_WHAT IS REQUIRED:_
Count the lines in the entries below that mention the string "scope", then write that number by itself.

□ □ □ □

PR #447, opened 2023-02-01
CTW-473/status refresh

pmadria3:
CTW-473

This PR adds status message and Last Retrieved date (if there is one) to the other providers table. 
Screenshot 2023-02-01 at 12 44 32 PM

### DIFF
--- a/src/components/content/conditions.tsx
+++ b/src/components/content/conditions.tsx
@@ -289,7 +289,7 @@ export const Conditions = withErrorBoundary(
           </div>
           <div className="ctw-space-y-3">
             {(patientHistoryInfo?.status === "in_progress" ||
-              patientHistoryInfo?.status === "error") && (
+              patientHistoryInfo?.status === "initialize") && (
               <PatientHistoryStatus
                 status={patientHistoryInfo.status}
                 date={patientHistoryInfo.dateCreated}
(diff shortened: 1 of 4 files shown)


mrosata (approved):
lgtm

src/components/content/conditions.tsx
```diff
@@ -287,17 +288,32 @@ export const Conditions = withErrorBoundary(
             />
           </div>
           <div className="ctw-space-y-3">
+            {(patientHistoryInfo?.status === "in_progress" ||
+              patientHistoryInfo?.status === "initialize") && (
+              <PatientHistoryStatus
+                status={patientHistoryInfo.status}
+                date={patientHistoryInfo.dateCreated}
+              />
+            )}
```
WesleyKapow, line 297: Why is this guard needed, won't `PatientHistoryStatus` take care of rendering or not rendering something for us?

pmadria3: ah yes you are right that was the whole point of the switch lol

src/components/content/conditions.tsx
```diff
@@ -293,33 +293,32 @@ export const Conditions = withErrorBoundary(
...
-                  )}
+              {shouldShowClinicalHistoryArea &&
+                !readOnly &&
+                !hideRequestRecords && (
+                  <div className="ctw-flex ctw-items-baseline ctw-space-x-2">
+                    {patientHistoryInfo?.lastRetrievedAt && (
+                      <div className="ctw-text-sm ctw-italic ctw-text-black">
+                        Last Retrieved {patientHistoryInfo.lastRetrievedAt}
+                      </div>
+                    )}
```
WesleyKapow, line 310: Eh this isn't quite right, we can show "Last Retrieved" even if it is read only and even if we are hiding the request records link.

WesleyKapow (changes requested):

src/components/content/conditions.tsx
pmadria3: Ah good catch - moved it outside

luthfib (approved):

WesleyKapow (approved):

PR #448, opened 2023-02-01
CTW-629/Allow custom "Add to Record" handler

mrosata:
For overriding the opening of drawer to add new med when using "Add to Record" just pass a function to prop`handleAddToRecord` on the `PatientMedicationsTabbed` component.

Med tables:
- RowActions instead of ellipsis
- Utilizing onRowClick to show history
- Lowercase tabs and buttons (but capitalized using tailwind ctw-capitalize)
- Stacked view only shows medication name and dosage
https://www.loom.com/share/efa7a54acf5f412c981b63bb2a666220

### DIFF
--- a/.changeset/new-books-impress.md
+++ b/.changeset/new-books-impress.md
@@ -1,5 +1,0 @@
----
-"@zus-health/ctw-component-library": patch
----
-
-Add new usePatientHistory hook which can be used to open the patient history request drawer from anywhere.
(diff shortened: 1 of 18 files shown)


eric-gunther (approved):
Tested locally, works great. Per our discussion, we believe it may be better to just implement these changes in the `PatientMedications` component as opposed introduced a new `PatientMedicationsTabbed` component. Canvas is the only consumer of `PatientMedications` and we have control over when that gets upgraded. Long term we don't want to have 2 different medications, I think we want to push this design as the default starting point.

PR #451, opened 2023-02-02
Simplify authTokenURL usage

WesleyKapow:
We now decode the access token to compute expiresAt. Also updated README and comments to encourage use of authTokenURL and not accessToken.


luthfib (approved):
LGTM.

PR #455, opened 2023-02-02
CTW-632/FilterBox

mrosata:
Screen Shot 2023-02-06 at 4 01 22 PM

This PR adds the `FilterBar` component. It also sets that component up for medications table. The image above shows the table with dismissed medications. The row grayed out is the dismissed row.

--- 
> Note: no need to use capital letters on any button text or options text, they will capitalize from CSS. This is because not all customers want title case on buttons so we should just start controlling casing via CSS for everything (`.ctw-capitalize`).


src/components/content/medications/patient-medications-tabbed.tsx
```diff
@@ -19,30 +20,99 @@ export type PatientMedicationsTabbedProps = {
...
+    }) => (
       <>
-        <OtherProviderMedsTable handleAddToRecord={handleAddToRecord} />
+        <FilterBar
+          className="-ctw-mt-2"
+          filters={[
+            {
+              key: "dismissed",
+              type: "tag",
+              icon: "eye",
```
luthfib, line 79: I wonder if instead of having a switch we could just render jsx here?

src/fhir/medications.ts
```diff
@@ -179,12 +179,8 @@ export function splitMedications(
...
   const otherProviderMedications = summarizedMedications.filter(
     (medication) =>
-      !(
-        medication.isArchived ||
-        medication.status !== "active" ||
-        builderOwnedMedications.some(
-          (builderMed) => builderMed.rxNorm === medication.rxNorm
-        )
+      !builderOwnedMedications.some(
+        (builderMed) => builderMed.rxNorm === medication.rxNorm
```
mrosata, line 183: This is so we can instead filter these meds out in the component rather than from the query.

src/fhir/models/medication-statement.ts
```diff
@@ -141,6 +141,10 @@ export class MedicationStatementModel extends FHIRModel<fhir4.MedicationStatemen
     return !!this.getBasicResourceByAction("archive");
   }
 
+  get isInactive(): boolean {
+    return !["active", "intended", "unknown"].includes(this.status);
```
mrosata, line 145: This seems reasonable to me but would hear other suggestions or advice.

src/components/content/medications/other-provider-meds-table.tsx
```diff
@@ -123,15 +137,16 @@ export const OtherProviderMedsTable = withErrorBoundary(
...
 
 export const BadgeOtherProviderMedCount = () => {
-  const { otherProviderMedications } = useQueryAllPatientMedications();
-  if (
-    isArray(otherProviderMedications) &&
-    otherProviderMedications.length > 0
-  ) {
+  const { otherProviderMedications = [] } = useQueryAllPatientMedications();
+  const activeUnarchivedMedications = otherProviderMedications.filter(
+    (medication) => !(medication.isArchived || medication.isInactive)
```
luthfib, line 142: Not sure if this is going to be updated or the criteria will be but sometimes I think its nice to have this a const somewhere, probably above that we can easily update without having try to to figure out where the logic is

luthfib: Not a blocker or anything though, just suggestion

src/fhir/models/medication-statement.ts
luthfib: This is probably fine, not sure how many states you have in meds. I know we have a map for all the level 1 and level 2 statuses, and I kinda liked how we did it there, but if its not as complicated on the meds side then this is fine

src/components/core/filter-bar/filter-bar.tsx
```diff
@@ -0,0 +1,188 @@
...
+  }, [filters]);
+
+  const resetAllFilters = () => {
+    setActiveFilterKeys([]);
+    setActiveFilterValues({});
+    handleOnChange({});
+  };
+
+  // Add or remove a filter from the activated filters list
+  const addRemoveFilter = (key: string, remove = false) => {
```
luthfib, line 84: nit: rename to `addOrRemoveFilter`, saw this used elsewhere and thought it was something else

src/components/core/filter-bar/filter-bar-pills/select-pill.tsx
```diff
@@ -0,0 +1,75 @@
...
+            item === clearButton,
+        }),
+      }))}
+      onChange={(index, item) => {
+        if (item.key === "reset") {
+          onRemove();
+        } else if (item.key === "clear") {
+          onChange("", false);
+        } else {
+          onChange(item.key, true);
```
luthfib, line 70: This is good, however eventually I think it would be nicer if we could just pass an onChange to this component instead of defining it here

src/components/core/filter-bar/filter-bar.tsx
```diff
@@ -0,0 +1,188 @@
...
+      </div>
+
+      <ListBox
+        useBasicStyles
+        btnClassName="ctw-capitalize ctw-bg-transparent ctw-rounded ctw-text-content-light ctw-my-2 ctw-py-2 ctw-px-3 ctw-flex"
+        optionsClassName="ctw-capitalize"
+        items={inactiveFilterMenuItems}
+        onChange={(index, item) => {
+          if (item.key === "_clear") {
+            resetAllFilters();
```
luthfib, line 178: Should this be clear all filters as we already have the reset lingo meaning something else?

.changeset/kind-peaches-walk.md
```diff
@@ -0,0 +1,5 @@
+---
+"@zus-health/ctw-component-library": patch
```
luthfib, line 2: This normally would definitely be a minor instead of a patch, but not a blocker

src/fhir/models/medication-statement.ts
mrosata: For meds we typically do `medication.status === "active"` for determining if is active. The full list of statuses are
```ts
('active'|'completed'|'entered-in-error'|'intended'|'stopped'|'on-hold'|'unknown'|'not-taken');
```
so I was thinking, since we are looking at the latest medication statement for that med:

| status | active | inactive |
|-------|-------|---------|
| active | true | false |
| completed | false | true |
| entered-in-error | false | true |
| intended | ? | ? | 
| stopped | false | true |
| on-hold | false | true |
| unknown | ? | ? | 
| not-taken | false | true |

Assumption is `active` is always active but never inactive, `unknown` is neither active or inactive and `intended` is likewise neither because there is a plan to go active with it but it's not there. I'll tag @eric-gunther on this also, does this logic make sense for `isInactive`?

src/components/core/filter-bar/filter-bar.tsx
mrosata: made the change

.changeset/kind-peaches-walk.md
mrosata: semver pre version `1.0.0` majors are minors and minors/patches are both generally treated as minors.

Sometimes I forget this though and treat a minor as a minor all the same, but I've noticed our minor number growing a lot so I would like to try to keep minors and patches as patches until we release `1.0.0`. Can discuss it more in PL maybe.

src/fhir/models/medication-statement.ts
luthfib: Is there only Inactive and Active as master statuses? I assume we wont show the end user `intended`. I know for Conditions we have quite a few like 'Pending', looks like:

image

luthfib: Just to double check what the end users sees.

mrosata: yeah I think we're just going to need to know inactive for filtering inactive records for the inactive meds table (or for an inactive filter)

eric-gunther:
Local testing looks great. Only issue I see is that when you click on a dismissed medication you still see the "Dismiss" button in the drawer. I know "un-dismiss" wasn't in scope for this PR, and the extra dismiss button doesn't do any harm (though I didn't check if it's doing nothing or creating a redundant Basic resource indicating another dismiss), but if it's feasible I would just remove it from the drawer for dismissed meds.

https://user-images.githubusercontent.com/97455910/217101660-c3581a8f-8fa6-4c29-9ec7-e1f13c46d569.mov

mrosata:
> Local testing looks great. Only issue I see is that when you click on a dismissed medication you still see the "Dismiss" button in the drawer. I know "un-dismiss" wasn't in scope for this PR, and the extra dismiss button doesn't do any harm (though I didn't check if it's doing nothing or creating a redundant Basic resource indicating another dismiss), but if it's feasible I would just remove it from the drawer for dismissed meds.
> 
>  Screen.Recording.2023-02-06.at.5.25.15.PM.mov

all set

src/fhir/models/medication-statement.ts
eric-gunther: Our intention is to show builders their "active" meds and their meds that "are not active" (hence "inactive"). So this implies that "unknown" and "intended" should count as "inactive". While those specifically seem like they could be an argument, I think exposing them in the inactive list is better than hiding them altogether.

eric-gunther: My initial reaction was the "inactive" == "all meds that are not active", but I actually like your logic better. I think showing "intended" and "unknown" alongside the active meds is a pretty reasonable assumption.

I think you should merge this PR with this assumption, but I also think you should poke Aaron and let him know this is an assumption you made. He may have a different suggestion that you can implement in a separate PR.

eric-gunther (approved):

□ □ □ □

_FINISHED EXERCISE:_
2